There were but few Friends in the southern part of Warren county at the time of the Butterworth settlement, and on first day and fifth day of every week, for many years, the few who were within reaching distance, would gather in the largest room of the old historic house and sit in silence, waiting for the influence of the Spirit to move them to utterance, the children and grandchildren of the pioneers generally making the major part of the congregation. When in the year 1827, a division occurred in the society, the Butterworths remained staunch to the Hicksite branch, and times without number, did the noted Quaker preacher and anti-slavery agitator receive a cordial welcome at the door of the stone residence.

The education of the pioneer Butterworths was exceedingly limited, but many of their descendants were given intellectual advantages denied the older ones. William and Henry Butterworth, sons of the first settler were largely interested in the establishment of the academy at Maineville, a school which maintained its life and influence longer than any other academy in Warren county; William seems to have been given wider educational advantages than any of the rest of his brothers and sisters, and for many years was a successful teacher in the public schools.

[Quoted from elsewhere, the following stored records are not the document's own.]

PR #12076, opened 2026-08-22
fix(desktop-windows): classify a permanent mic/loopback failure as terminal

formed2forge:
## Summary
- `isRetryableDropError` only inspected the error message, never the source error's `DOMException` `name` — so a permanent `getUserMedia` failure (no device, permission denied, device unreadable) fell through the same path as an ordinary transient network drop and retried silently through the whole ~4.5min backoff budget (`MAX_RECONNECT_ATTEMPTS=10`), with no error ever reaching `captureLiveStore` / the UI.
- Fix: pass the error's `name` through (`AudioSessionHost.ts`'s `audio-source-error` already relays it) and treat `NotFoundError`/`NotAllowedError`/`NotReadableError`/`OverconstrainedError` as terminal, alongside the existing quota/sign-in cases.

## Verification
Reproduced live on real hardware via CDP against the running dev instance's capture window: `navigator.mediaDevices.enumerateDevices()` returned zero audioinputs and `getUserMedia({audio:true})` threw `NotFoundError` ("Requested device not found") — a genuinely permanent source failure (separately confirmed as a PipeWire/asahi-audio config gap on that machine, not an Omi bug). The message text alone never matched `isRetryableDropError`'s quota/sign-in patterns, so this exact case retried forever before the fix.

**Known follow-up (not bundled here):** even with this fix, a non-quota terminal error still has no UI surface — `maybeTriggerTranscriptionQuotaPopup` (`usageLimit.ts`) only reacts to quota messages, so `captureLiveStore`'s `'error'` status is otherwise silently dropped. That's a broader product decision (what should a generic recording-failure toast say, where does it render), filed separately.

## Test plan
- [x] Unit tests added in `liveRescue.test.ts`
- [x] Reproduced and verified fixed on real hardware with a permanently unavailable mic

<a href="https://cubic.dev/pr/BasedHardware/omi/pull/12076?utm_source=github" target="_blank" rel="noopener noreferrer" data-no-image-dialog="true"><picture><source media="(prefers-color-scheme: dark)" srcset="https://www.cubic.dev/buttons/review-in-cubic-dark.svg"><source media="(prefers-color-scheme: light)" srcset="https://www.cubic.dev/buttons/review-in-cubic-light.svg">Review in cubic</picture></a>

Failure-Class: none

### DIFF
--- a/desktop/windows/changelog/unreleased/2026-08-mic-permanent-failure-classification.json
+++ b/desktop/windows/changelog/unreleased/2026-08-mic-permanent-failure-classification.json
@@ -1,0 +1,5 @@
+{
+  "changes": [
+    "A permanently missing/blocked microphone (no device, permission denied) no longer retries silently for minutes with no error shown — it's now classified as terminal, matching how quota/sign-in failures are already handled."
+  ]
+}
--- a/desktop/windows/src/renderer/src/capture/liveMicSession.ts
+++ b/desktop/windows/src/renderer/src/capture/liveMicSession.ts
@@ -277,7 +277,7 @@ export function startLiveMicSession(): LiveMicController {
             /* ignore */
           }
           handle = null
-          if (!isRetryableDropError((e as Error).message)) {
+          if (!isRetryableDropError((e as Error).message, (e as Error).name)) {
             // Quota/entitlement/sign-in error — reconnecting can't help. Surface it
             // now (no rescue: a quota-blocked account can't create conversations).
             // On a quota exhaustion this mirrored 'error' status drives the main
--- a/desktop/windows/src/renderer/src/capture/liveRescue.test.ts
+++ b/desktop/windows/src/renderer/src/capture/liveRescue.test.ts
@@ -75,6 +75,22 @@ describe('isRetryableDropError', () => {
     expect(isRetryableDropError('Omi transcription unavailable (not signed in)')).toBe(false)
     expect(isRetryableDropError('Omi v4/listen requires sign-in.')).toBe(false)
   })
+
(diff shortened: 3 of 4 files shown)


Git-on-my-level:
Thanks — verified end to end and this looks right.

- `liveRescue.ts`: the new `PERMANENT_SOURCE_ERROR_NAMES` set covers exactly the getUserMedia/getDisplayMedia failures a /v4/listen reconnect can never fix, and threading the optional `name` param through `isRetryableDropError` keeps the message-only quota/sign-in checks intact.
- `liveMicSession.ts:280`: I traced the relay chain in main — `AudioSessionHost.ts` sends `audio-source-error` with `name: err.name`, and `omiListenClient.ts` copies `ev.name` onto the Error handed to `onError` — so `(e as Error).name` is genuinely populated here, which was the load-bearing assumption of the fix. This is also the only production call site, so the signature change breaks nothing.
- Skipping the from-segments rescue on this path is correct too: a source that never started has no retained segments to rescue.
- `liveRescue.test.ts`: good regression coverage — both the four terminal names and the AbortError/undefined retryable passthrough.
- Changelog entry matches the `unreleased/` schema.

One nuance for the record (not a defect): `NotAllowedError` is only permanent until the user grants the permission, but surfacing the error immediately instead of burning the ~4.5min backoff budget silently is still the right call — the user can restart capture after granting. And credit for explicitly deferring the generic recording-failure UI surface to a separate issue rather than bundling a product decision into this fix.

Leaving for human maintainer review before merge.

---

kodjima33 (approved):
Owner-override desktop/windows bug fix: scoped, tested, CI green, not already fixed on main. Merging.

To a later generation the name of the old pioneer lived again in a grandson, who was a son of William Butterworth. Well educated, gifted with rare forensic power, a fine lawyer, for many years Benjamin Butterworth, the grandson, represented his district in the national congress, where his quickness of thought in debate brought him into national prominence, and no stump-speaker in a political campaign was ever more popular than Benjamin Butterworth; but in the prime of life, his thread of destiny was snapped, and a career that might, perchance, have brought him still higher political distinction was ended. His body is interred in the pretty little cemetery at Maineville.

The lasting resting place of the pioneer, Benjamin Butterworth and his wife, Rachel Moorman Butterworth, is on the top of a hill that overlooks the stone house, which today is of more historic interest than any other ancient home in the Little Miami valley. By the side of these honored early settlers, sleep many of their descendants, their graves, as is the custom of the Friends, unmarked, only by rough stones, on which there are no inscriptions.

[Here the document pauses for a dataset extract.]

PR #12086, opened 2026-08-23
fix(dev-harness): reject loopback-lookalike hostnames

arhxam:
## Summary

The dev harness accepted any hostname beginning with `127.` as loopback. Values such as `127.attacker.example:8085`, `127.0.0.1.example:8085`, and the invalid address `127.0.0.256:8085` therefore crossed a safety boundary intended to admit literal loopback endpoints only.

The last son of the pioneers to live in the old stone house was Henry Butterworth, and in the year 1880 he and his wife celebrated their golden wedding; thirteen years later they were separated by death, in the year 1893, but Mrs. Butterworth, who before her marriage was Miss Nancy Wales, a sister of the Hon. Thomas M. Wales of Harveysburg, lived to reach her hundredth birthday.

The little station that takes its name from the proximity of the stone house, is located on the Little Miami branch of the Pennsylvania railroad, about twenty-six miles from Cincinnati, between Loveland and Fosters.